The co-ordination of these hierarchical systems in which many kinds of disparate information must be integrated, some requiring more processing-time and some requiring less, requires a neural pulse within which all relevant information is brought together as a whole.  For instance, in the visual system many levels of detail-frequency, color, and depth must all be synchronized, or we would not be able to associate the various features of a visual scene.  Thus brain processing is (8) essentially rhythmic.  That these rhythms can be "driven" or reinforced by repeated photic or auditory stimuli, to produce peculiar subjective states, is already well known.

More controversial in detail, but in general widely accepted, is the proposition that the brain's activities are (9) self-rewarding.  The brain possesses built-in sites for the reception of opioid peptides such as enkephalin-the endorphins-and also other pleasure-associated neurohumors such as the catecholamines.  It also controls the manufacture and release of these chemicals, and it has been shown that behavior can be reinforced by their use as a reward.  The brain, therefore, is able to reward itself for certain activities which are, presumably, preferred for their adaptive utility.  Clearly if this system of self-reward is the major motivating agent of the brain, any external technique for calibrating and controlling it would result in an enormously enhanced mental efficiency: we would, so to speak, be able to harness all our intellectual and emotional resources to a given task.  (Indeed, we will argue later that this is exactly what an esthetic education, including an early introduction to metered verse in the form of nursery rhymes, can do.) It is, we believe, precisely this autonomous and reflexive reward system which underlies the whole realm of human values, ultimate purposes, and ideals such as truth, beauty, and goodness.
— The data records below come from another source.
PR #8603, opened 2022-05-05
[1.18.x] Add RenderLevelStageEvent to expand on and replace RenderLevelLastEvent

SilverDavidMC:
The goal of this PR is to introduce more times to render things into the level as a direct replacement for `RenderLevelLastEvent`, fixing issues with Fabulous graphics and allowing more specific render timings.

# Problems with RenderLevelLastEvent

The primary issue with this event is that it happens too late to work with Fabulous graphics, resulting in many renders simply not working at all. Simply moving it to a time that works with Fabulous graphics would technically solve the issue, but due to there being many times that someone may want to render something, having a variety would be far more more useful.

# Implementation

The main issues above can be resolved with this PR by allowing modders to render things into the level at more specific times that better fit their use case. Some of the Stages (listed below) are rendered during times that allow them to work with Fabulous graphics, resolving that issue and giving fine-tuned control over when the rendering happens. This also enables modders to render things with specific parts of the game, such as an overlay onto the skybox.

## RenderLevelStageEvent:

A replacement for `RenderLevelLastEvent` that functions nearly identical. This event fires for every `RenderLevelLastEvent.Stage`, so verifying that you're rendering during the appropriate `Stage` is necessary.

## RenderLevelStageEvent.Stage:

A time when rendering should occur. Custom stages can be created with `RenderLevelStageEvent.RegisterStageEvent` for scenarios where they may be needed, such as if a PR like #8331 goes through. As it stands, the most likely use case for a custom `Stage` would be to render during an existing `Stage` after some amount of setup.

Stages:
- `AFTER_SKY`: After attempting to render the skybox. Use this to render custom objects into the sky.
- `AFTER_PARTICLES`: This is a sort of "catch all" and would likely be the most useful since it happens after blocks, particles, and entities. Works with Fabulous graphics. Rendering translucent blocks during this is intended to be done with `ForgeRenderTypes.TRANSLUCENT_ON_PARTICLES_TARGET`, also added in this PR.
- `AFTER_WEATHER`: Mainly useful for custom weather effects. Works with Fabulous graphics.
- Stages during `LevelRenderer.renderChunkLayer` that correspond to their matching `RenderType` of the same name. Each of these would be used to render custom geometry into the world.
    - `AFTER_SOLID_BLOCKS`
    - `AFTER_CUTOUT_MIPPED_BLOCKS_BLOCKS`
    - `AFTER_CUTOUT_BLOCKS`
    - `AFTER_TRANSLUCENT_BLOCKS`: Happens after block entities render as well. Called during a fabulous graphics target, but may not work with it due to how Minecraft handles transparency sorting. `AFTER_TRIPWIRE_BLOCKS` and `AFTER_PARTICLES` are more reliable for transparency.
    - `AFTER_TRIPWIRE_BLOCKS`

## ForgeHooksClient.partialTicks:

- Gives access to the current partial ticks used by the `LevelRenderer` at the start of `LevelRenderer.renderLevel`.
- Mainly for rendering during Stages where partial ticks are normally not accessible.

# Maintaining

The bulk of maintenance would be in the `LevelRenderer` patch since this is a somewhat patch-heavy PR, making sure the various `RenderLevelStageEvent` calls happen when they should and pass the required data for rendering.

`ForgeRenderTypes.TRANSLUCENT_ON_PARTICLES_TARGET` is based directly off of `RenderType.TRANSLUCENT` and may need updated if that changes.

# Test Mod

This PR reuses the existing `RenderableTest`, modifying it to be able to use `RenderLevelStageEvent`. The changes involve rendering stained glass instead of a diamond block for transparency testing, and rendering at (0, 120, 0). Various dogs are being rendered to test the various Stages, with offsets on the X axis to prevent overlap. The boolean `USE_LEVEL_RENDERER_HOOKS` can be set to false to use the existing `RenderLevelLastEvent` if need be.


TheCurle:
This is a wonderful addition that addresses a very common pitfall and setback that a lot of modders encounter during rendering.

However, I would like to set some expectations for the community; this is a very large, very thorough and very far-reaching addition that will have to be maintained for a long long time to come, so we're going to take our time, pick through this, and request lots and lots of feedback, to verify that this is what the people want, and that people are interested in using this.

On our side, there are currently two triage team members that are capable of reviewing this to its' fullest - me and @gigaherz, the latter is currently having struggles to find time for management like this, so this is going to take a while to fully review and get up to scratch.


With all of that out of the way, I'd like to say; this is wonderful. I'm glad all of this is finally being sorted out properly, and your work seems thorough and well thought through.

With that last point in mind, I'd like to ask what the reasoning behind the hooks requiring a callback is - this means that we need to deal with extra synchronisation due to the parallel nature of ClientSetupEvent, etc. It seems much easier to simply fire a RenderStageEvent with the type as an enum value that can be trivially compared, for eg. a switch statement.

The only other places that callbacks like this are used, are in the event bus itself, and various registerX methods in the vanilla code base, such as entity renderers.

It seems weird to me to go against the established and expected pattern, and instead register render callbacks like this.

SilverDavidMC:
The main reason I have it using a callback system like this was to reduce overhead and only attempt to render something during a specific Phase. Since realistically the "overhead" would be minimal, there's no reason it couldn't be moved to an event bus based system and I'd be glad to make that change if need be. 

Alternatively a proper event could be fired to register these. I forgot about client setup being parallel.

src/main/java/net/minecraftforge/client/LevelRendererHooks.java
```diff
@@ -0,0 +1,118 @@
...
+     * Renders registered hooks for the {@link Phase} passed.
+     */
+    public static void render(Phase phase, LevelRenderer levelRenderer, PoseStack poseStack, Matrix4f projectionMatrix, int ticks, double camX, double camY, double camZ)
+    {
+        List<Consumer<RenderContext>> hooks = HOOKS.get(phase);
+        if (hooks != null)
+        {
+            Minecraft.getInstance().getProfiler().popPush(phase.toString());
+            for (Consumer<RenderContext> hook : hooks)
+                hook.accept(new RenderContext(levelRenderer, poseStack, projectionMatrix, ticks, partialTicks, camX, camY, camZ));
```
PepperCode1: It would be better to create the context once before the loop and pass that object in instead of creating it for every hook. This is of course assuming that `RenderContext` is an immutable structure, which seems like it is.

src/main/java/net/minecraftforge/client/LevelRendererHooks.java
```diff
@@ -0,0 +1,118 @@
...
+
+/**
+ * Renders registered hooks to render during their appropriate {@link Phase}.
+ * Renderer hooks may be registered at any time.
+ * 
+ * @see #register
+ */
+public class LevelRendererHooks
+{
+    private static final HashMap<Phase, List<Consumer<RenderContext>>> HOOKS = new HashMap<>();
```
josephtarbit: `HashMap` -> `Map` on the field types, maybe use a multimap for `HOOKS`.

src/main/java/net/minecraftforge/client/LevelRendererHooks.java
```diff
@@ -0,0 +1,123 @@
...
+        HOOKS.put(phase, hook);
+    }
+
+    /**
+     * Renders registered hooks for the {@link Phase} passed.
+     */
+    public static void render(Phase phase, LevelRenderer levelRenderer, PoseStack poseStack, Matrix4f projectionMatrix, int ticks, double camX, double camY, double camZ)
+    {
+        Collection<Consumer<RenderContext>> hooks = HOOKS.get(phase);
+        if (hooks != null)
```
pupnewfster: I don't believe this ever can be null as the `Multimap` javadocs says
> Note that when containsKey(key) is false, this returns an empty collection, not null.

src/main/java/net/minecraftforge/client/LevelRendererHooks.java
```diff
@@ -0,0 +1,123 @@
...
+    private static final Map<RenderType, Phase> RENDER_TYPE_PHASES = new HashMap<>();
+    public static float partialTicks = 0.0F;
+
+    /**
+     * @see RegisterLevelRendererHooksEvent
+     */
+    public static void register(Phase phase, Consumer<RenderContext> hook)
+    {
+        HOOKS.put(phase, hook);
+    }
```
pupnewfster: Instead of having this be public API and potentially being called at the wrong time if you add a helper method that the javadocs says is internal (or actually if it is only ever called once during startup and not say every time a new world is joined that then errors if called a second time) that fires the `RegisterLevelRendererHooksEvent` and make the `RegisterLevelRendererHooksEvent` take a `Multimap<Phase, Consumer<RenderContext>>` as a parameter. Then the only way people will have to actually register to the map is by doing so at the proper time (in the event) as that is the only place that the `register(Phase, Consumer<RenderContext>)` will be exposed

src/main/java/net/minecraftforge/client/ForgeHooksClient.java
```diff
@@ -223,6 +223,7 @@ public static boolean onDrawHighlight(LevelRenderer context, Camera camera, HitR
         }
     }
 
+    @Deprecated
```
XFactHD: This should also be marked for removal.

src/main/java/net/minecraftforge/client/event/RenderLevelLastEvent.java
```diff
@@ -10,6 +10,10 @@
 import net.minecraft.client.renderer.LevelRenderer;
 import com.mojang.math.Matrix4f;
 
+/**
+ * @see net.minecraftforge.client.LevelRendererHooks
+ */
+@Deprecated
```
XFactHD: This should also be marked for removal.

src/main/java/net/minecraftforge/client/LevelRendererHooks.java
```diff
@@ -0,0 +1,131 @@
...
+    /**
+     * Called internally on startup.
+     * 
+     * @see RegisterLevelRendererHooksEvent
+     */
+    public static void registerHooks()
+    {
+        if (hooksMap == null)
+        {
+            hooksMap = ArrayListMultimap.create();
```
XFactHD: Why is the map field not initialized in static init? `registerHooks()` is only called exactly once because the `Minecraft` constructor only runs exactly once.
I don't see a good point in trying to guard against mods being stupid. If you really want to guard against it, then I think a boolean flag is more appropriate and an invalid call to this method should also throw IMO.

src/main/java/net/minecraftforge/client/LevelRendererHooks.java
```diff
@@ -0,0 +1,131 @@
...
+        private Phase(String name)
+        {
+            this.name = name;
+        }
+
+        /**
+         * @param name The name of your Phase. Used for profiling.
+         * @param chunkLayer If your Phase should render during LevelRenderer.renderChunkLayer, supply a RenderType. If not, pass null.
+         */
+        public static Phase create(ResourceLocation name, @Nullable RenderType chunkLayer)
```
XFactHD: I can see how it would be interesting to create a `Phase` for a custom `RenderType` when something like https://github.com/MinecraftForge/MinecraftForge/pull/8331 is merged, but is there any reason for a mod to add a `Phase` that doesn't correspond to a `RenderType`? When and how would such a `Phase` be dispatched?

XFactHD (commented):
Overall I think this is a great addition, especially because it handles Fabulous graphics flawlessly AFAICT from my own tests.

I do think that using events for this instead of registering hooks would be more straightforward though, like Curle said. If a specific event per special phase and a "block layer" event for the phases based on a `RenderType` were used, then non-`RenderType` phases wouldn't need any phase checks, making it very similar to the current "hook registry" approach.

Another thing I am not sure about is what a few of the phases are intended for. It might be a good idea to add some examples for why certain phases should exist.

- `AFTER_SKY`: Could be interesting for adding things like northern lights to the sky without completely overriding sky rendering
- `AFTER_<RenderType>`: Makes sense for rendering block-like things (i.e. block placement previews)
- `AFTER_ENTITIES`, `AFTER_PARTICLES`, `AFTER_CLOUDS`: I can't think of anything for these three, maybe someone else has an idea
- `AFTER_WEATHER`: Could be interesting for adding additional weather effects (i.e. hail) without completely overriding weather rendering and/or weather particle rendering
- `LAST`: I don't really see a point in this, considering the existing `RenderLevelLastEvent` is completely broken in Fabulous mode for anything with translucency

src/main/java/net/minecraftforge/client/LevelRendererHooks.java
SilverDavidMC: A custom `Phase` would be an incredibly niche scenario in general, but ones not fired during a `RenderType` would likely be a "sub-Phase" of sorts, being called by a mod rendering during an existing `Phase` after doing some setup.

SilverDavidMC:
Given some valid points I'm going to change this to fully use a Forge event instead of this registry approach for simplicity. I did a test and the performance is nearly identical. 

`AFTER_PARTICLES` and `AFTER_CLOUDS`, they mainly exist to fire during their respective Fabulous graphics target. `AFTER_ENTITIES` would give you a time to render custom entity-like things into the world, though it may be more fitting to simply use `AFTER_PARTICLES` for that purpose so I will probably end up removing it.
Seeing as `AFTER_WEATHER` would achieve the same goal as `AFTER_CLOUDS` that will also be removed.
And given that `LAST` is completely broken in Fabulous just like the event it's intended to replace, keeping it does seem a bit pointless so it'll get the boot as well.

XFactHD (approved):
There are two dangling empty files (`LevelRendererHooks` and `RegisterLevelRendererHooksEvent`).

I personally preferred calling the different parts of the rendering process "phases" but that's purely subjective.

Apart from that, looks good to me.

SilverDavidMC:
I opted to call them Stages instead since events naturally have a `getPhase()` method for `EventPriority` and I figured this would avoid confusion.

XFactHD:
> I opted to call them Stages instead since events naturally have a `getPhase()` method for `EventPriority` and I figured this would avoid confusion.

Yeah, that makes sense, I completely forgot about that.

src/main/java/net/minecraftforge/client/event/RenderLevelStageEvent.java
```diff
@@ -0,0 +1,145 @@
+package net.minecraftforge.client.event;
```
sciwhiz12, line 6: Missing license header, please run the `updateLicenses`/`licenseFormat` task.

src/main/java/net/minecraftforge/client/ForgeHooksClient.java
```diff
@@ -223,11 +223,33 @@ public static boolean onDrawHighlight(LevelRenderer context, Camera camera, HitR
...
     public static void dispatchRenderLast(LevelRenderer context, PoseStack poseStack, float partialTick, Matrix4f projectionMatrix, long finishTimeNano)
     {
         MinecraftForge.EVENT_BUS.post(new RenderLevelLastEvent(context, poseStack, partialTick, projectionMatrix, finishTimeNano));
     }
 
+    /**
+     * The current partial ticks when LevelRenderer.renderLevel is called.
+     * Use this for places where partial ticks are unavailable, but do not modify it.
+     */
+    public static float partialTicks = 0.0F;
```
sciwhiz12: I'd prefer this be named `partialTick` to be consistent with Mojang's naming of `net.minecraft.client.Timer#partialTick` (which is the root of the partial tick values during rendering) and the naming of the field in the event.

src/main/java/net/minecraftforge/client/event/RenderLevelLastEvent.java
```diff
@@ -10,6 +10,10 @@
 import net.minecraft.client.renderer.LevelRenderer;
 import com.mojang.math.Matrix4f;
 
+/**
+ * @see net.minecraftforge.client.event.RenderLevelStageEvent
+ */
```
sciwhiz12: Ideally, there should be a `@deprecated` tag explaining what the closest alternative is (using `{@link}`) and why. For example, `Use {@link RenderLevelStageEvent} for more flexibility for when to render additional content, allowing better compatibility with translucency in certain graphics modes. There is no explicit replacement render stage for this event; a decision must be taken on the appropriate stage for rendering.`

The corresponding method in `ForgeHooksClient` does not need a javadoc of the same; the deprecation annotation will suffice there.

src/main/java/net/minecraftforge/client/event/RenderLevelStageEvent.java
```diff
@@ -0,0 +1,145 @@
...
+ */
+public class RenderLevelStageEvent extends Event
+{
+    public final Stage stage;
+    public final LevelRenderer levelRenderer;
+    public final PoseStack poseStack;
+    public final Matrix4f projectionMatrix;
+    public final int ticks;
+    public final float partialTick;
+    public final double camX, camY, camZ;
```
sciwhiz12: Why `public` fields and not getters?

src/main/java/net/minecraftforge/client/event/RenderLevelStageEvent.java
```diff
@@ -0,0 +1,145 @@
...
+ * Fires at various times during LevelRenderer.renderLevel. 
+ * Check {@link #stage} to render during the appropriate time for your use case.
+ */
+public class RenderLevelStageEvent extends Event
+{
+    public final Stage stage;
+    public final LevelRenderer levelRenderer;
+    public final PoseStack poseStack;
+    public final Matrix4f projectionMatrix;
+    public final int ticks;
```
sciwhiz12: What does `ticks` represent? The name is unclear on this, so it should be clarified in the name or in a javadoc comment.

src/main/java/net/minecraftforge/client/event/RenderLevelStageEvent.java
```diff
@@ -0,0 +1,145 @@
...
+        this.camX = camX;
+        this.camY = camY;
+        this.camZ = camZ;
+    }
+
+    /**
+     * Use to create a custom {@link RenderLevelStageEvent.Stage}s.
+     * Fired after the LevelRenderer has been created.
+     */
+    public static class RegisterStageEvent extends Event implements IModBusEvent
```
sciwhiz12, line 108: I'm a bit unsure on putting a mod-bus event inside a non-mod-bus event, because of the potential confusion by modders. I won't say this event should be moved, but at least it should be noted in the javadoc.

src/main/java/net/minecraftforge/client/event/RenderLevelStageEvent.java
```diff
@@ -0,0 +1,145 @@
...
+
+        private Stage(String name)
+        {
+            this.name = name;
+        }
+
+        private static Stage register(ResourceLocation name, @Nullable RenderType renderType)
+        {
+            Stage stage = new Stage(name.toString());
+            if (renderType != null && RENDER_TYPE_STAGES.put(renderType, stage) != null)
```
sciwhiz12: Use [`Map#putIfAbsent`](https://docs.oracle.com/en/java/javase/17/docs/api/java.base/java/util/Map.html#putIfAbsent(K,V)) instead of [`Map#put`](https://docs.oracle.com/en/java/javase/17/docs/api/java.base/java/util/Map.html#put(K,V)), as `putIfAbsent` only modifies the map if they key had no value previously, while `put` modifies the map regardless of whether or not the key had a value previously.

src/main/java/net/minecraftforge/client/event/RenderLevelStageEvent.java
```diff
@@ -0,0 +1,145 @@
...
+    public static class RegisterStageEvent extends Event implements IModBusEvent
+    {
+        /**
+         * @param name The name of your Stage.
+         * @param renderType
+         *     If not null, called automatically by LevelRenderer.renderChunkLayer if the RenderType passed into it matches this one.
+         *     If null, needs to be called manually by whoever implements it.
+         * 
+         */
+        public Stage register(ResourceLocation name, @Nullable RenderType renderType)
```
sciwhiz12: The javadocs should note the `IllegalArgumentException` thrown by `Stage#register` and the conditions thereof.

src/test/java/net/minecraftforge/debug/client/rendering/RenderableTest.java
```diff
@@ -30,19 +36,23 @@
...
 import net.minecraftforge.fml.javafmlmod.FMLJavaModLoadingContext;
 import net.minecraftforge.fml.loading.FMLEnvironment;
 
 import java.util.Map;
 
+import org.apache.logging.log4j.LogManager;
+import org.apache.logging.log4j.Logger;
+
 @Mod(RenderableTest.MODID)
 public class RenderableTest
```
sciwhiz12, line 61: Please provide a javadoc for this class which explains what feature this tests, how to test it, and what the expected results are from said test. 

As you are only modifying an existing test mod, you need only include what is relevant to this PR, with an note about there being other behaviors tested by this mod which aren't documented yet.

src/main/java/net/minecraftforge/client/event/RenderLevelStageEvent.java
```diff
@@ -0,0 +1,145 @@
...
+        }
+
+        @Override
+        public String toString()
+        {
+            return this.name;
+        }
+
+        /**
+         * @return The Stage bound to the RenderType passed or null if no value is present.
```
sciwhiz12: We can use the [`{@return}` inline javadoc tag](https://docs.oracle.com/en/java/javase/17/docs/specs/javadoc/doc-comment-spec.html#return) here:
```suggestion
         * {@return the Stage bound to the RenderType, or null if no value is present}
```

src/main/java/net/minecraftforge/client/event/RenderLevelStageEvent.java
```diff
@@ -0,0 +1,145 @@
...
+        {
+            Stage stage = new Stage(name.toString());
+            if (renderType != null && RENDER_TYPE_STAGES.put(renderType, stage) != null)
+                throw new IllegalArgumentException("Attempted to replace an existing RenderLevelStageEvent.Stage for a RenderType: Stage = " + stage + ", RenderType = " + renderType);
+            return stage;
+        }
+
+        private static Stage register(String name, @Nullable RenderType renderType)
+        {
+            return register(new ResourceLocation("forge", name), renderType);
```
sciwhiz12: Should these be under `forge` or under `minecraft`?

sciwhiz12 (changes requested):

sciwhiz12 (approved):
This looks fine to me in its current form. I've heard that there is demand for this PR with valid use cases, chiefly the rendering of ghost previews that won't disappear in *Fabulous!* graphics mode or cause issues with translucent objects in Fancy graphics mode. 

The PR works according to my tests, considering the limitations of translucent rendering, so I'll leave the final determinations to the rendering folks at the core team. ~~may they have mercy on this PR~~

amadornes:
Really happy to see this finally happening! However, I do have a couple notes:

What is the _actual_ purpose of `ForgeHooksClient.partialTick` in the current implementation? In your PR description you say it's useful for querying the partial tick time during level render, but we already have `MinecraftForgeClient.partialTick` for that purpose, which is being set earlier in the render chain. Moreover, its practical use case within the PR seems to just be passing the partial tick time during `RenderLevelStageEvent` construction, but all the call sites for the event dispatch have a partial tick time available. Wouldn't it make more sense to just pass it as an argument during the dispatch call?

I'd like to also request a couple of additions to the event signature, namely a `Camera` instance in place of the current camera coordinates, and the `Frustum` instance which can be found in the render level method. They're both readily available at all call sites, and are incredibly useful when drawing custom geometry.

Other than that, I think it looks good! 👍 

Seems like it'll be compatible with my static render types PR, and doesn't overlap with the geometry collection events PR (this one allows you to fire your own render calls, whereas mine just lets you add geometry to the `MultiBufferSource`, both dynamically and during chunk baking).

sciwhiz12 (changes requested):
Requesting changes per @amadornes' comment above.

SilverDavidMC:
The main purpose of storing the partial ticks was that partial ticks are not passed into `LevelRenderer.renderChunkLayer`, but seeing as there's already a place to get partial ticks from `MinecraftForgeClient`, I'll remove that bit and replace it with calling that.

marchermans:
Please update this PR to 1.19.

robotgryphon:
This appears to have been closed, will there be updates now that the 1.19 version is merged?

AterAnimAvis:
Seems like a Github bug, reopening for now, if this was actually meant to be closed then apologies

Associated with the brain's capacity for self-reward is (10) that it is characteristically reflexive.  It is within broad limits self-calibrating (partly because of the habituation response).  And it seems, unlike a computer, to have a more or less general capacity to convert software into hardware-short-term memory into long-term memory, for example-and vice-versa, to examine by introspection its own operations, so that its hardware can become its input or even its program.  In the brain the observer problem becomes most acute: in fact we might define consciousness itself as the continuous irresolvable disparity between the brain as observer of itself and the brain as the object of observation.  The coincidence between the words for consciousness and conscience in many languages points, incidentally, to the relationship between self-awareness and self-reward.

The human nervous system, we know now, cannot be separated from the human cultural system it was designed to serve.  Its operations are (11) essentially social.  It is not only specific skills and communicative competences that are learnt in a social context, but also the fundamental capacities of arousal, orientation, attention, and motivation.  Clearly we possess genetic proclivities to learn speech, elementary mathematical calculation, and so on; but equally clearly we require a socio-cultural context to release that potential.  On the other hand, human society itself can be profoundly changed by the development of new ways of using the brain: take, for instance, the enormous socio-cultural effects of the invention of the written word.  In a sense, reading is a sort of new synthetic instinct, input which becomes a program and which in turn crystallizes into neural hardware, and which incorporates a cultural loop into the human nervous circuit.  This "new instinct" in turn profoundly changes the environment within which young human brains are programmed.  In the early stages of human evolution such new instincts (speech must have been one) had to wait for their full development while sexual selection established the necessary elaborate vocal circuitry in the cortex.  Later on we were able to use our technology, which required much less time to develop, as a sort of supplementary external nervous system.  A book is a sort of R.O.M. chip we can plug in to our heads.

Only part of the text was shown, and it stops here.